Work to complete =
Transcription should be exact. Include all entries.

Exercise data =
PR #550, opened 2025-11-07
Geography Map Tooltip/Popup with comparison data

### LINKED ISSUE #269: Add comparison to world map tooltip
When hovering a country in the world map, we should be able to display number of visitors for the compared range

Woldbye:
Closes #269 

Improves geography map interactions by differentiating hover tooltips from click popups in style, adding comparison data visualization, and fixing
tooltip bugs.

### Changes
  - Large maps now show rich popup with comparison data and time ranges when clicking countries
  - Small maps continue using simple tooltip for both hover and click
  - Fixed initial tooltip visibility and hover conflicts with popups
  - **New**: MapPopupContent component for large map popups with enhanced styling and comparison data
  - **Updated**: Documentation to reflect changes to geography selection
  - **Updated**: use-leaflet-style to add rounded corners to tooltips and fix pointer events
  - **Updated**: Tooltip components to accept onMouseEnter callback for clearing hover state
  - **Fixed**: Tooltip appearing before user interaction
  - **Fixed**: Hover tooltip not hiding when hovering over click popup
  - **Optimization**: Split selection context into two to reduce rerenders. This optimization alone prevents the geojson from rerendering when a new country is hovered.

### Demo
msedge_WeyF93JwtS

msedge_RZLNDe7KmG

image

### DIFF
--- a/dashboard/src/components/map/tooltip/MapPopupContent.tsx
+++ b/dashboard/src/components/map/tooltip/MapPopupContent.tsx
@@ -2,7 +2,6 @@
 
 import { FlagIconProps } from '@/components/icons';
 import { CountryDisplay } from '@/components/language/CountryDisplay';
-import { TrendIndicator } from '@/components/TrendIndicator';
 import { TrendPercentage } from '@/components/TrendPercentage';
 import { SupportedLanguages } from '@/constants/i18n';
 import type { GeoVisitorWithCompare } from '@/entities/geography';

Result of this task =
PR #550, opened 2025-11-07
Geography Map Tooltip/Popup with comparison data

### LINKED ISSUE #269: Add comparison to world map tooltip
When hovering a country in the world map, we should be able to display number of visitors for the compared range

Woldbye:
Closes #269 

Improves geography map interactions by differentiating hover tooltips from click popups in style, adding comparison data visualization, and fixing
tooltip bugs.

### Changes
  - Large maps now show rich popup with comparison data and time ranges when clicking countries
  - Small maps continue using simple tooltip for both hover and click
  - Fixed initial tooltip visibility and hover conflicts with popups
  - **New**: MapPopupContent component for large map popups with enhanced styling and comparison data
  - **Updated**: Documentation to reflect changes to geography selection
  - **Updated**: use-leaflet-style to add rounded corners to tooltips and fix pointer events
  - **Updated**: Tooltip components to accept onMouseEnter callback for clearing hover state
  - **Fixed**: Tooltip appearing before user interaction
  - **Fixed**: Hover tooltip not hiding when hovering over click popup
  - **Optimization**: Split selection context into two to reduce rerenders. This optimization alone prevents the geojson from rerendering when a new country is hovered.

### Demo
msedge_WeyF93JwtS

msedge_RZLNDe7KmG

image

### DIFF
--- a/dashboard/src/components/map/tooltip/MapPopupContent.tsx
+++ b/dashboard/src/components/map/tooltip/MapPopupContent.tsx
@@ -2,7 +2,6 @@
 
 import { FlagIconProps } from '@/components/icons';
 import { CountryDisplay } from '@/components/language/CountryDisplay';
-import { TrendIndicator } from '@/components/TrendIndicator';
 import { TrendPercentage } from '@/components/TrendPercentage';
 import { SupportedLanguages } from '@/constants/i18n';
 import type { GeoVisitorWithCompare } from '@/entities/geography';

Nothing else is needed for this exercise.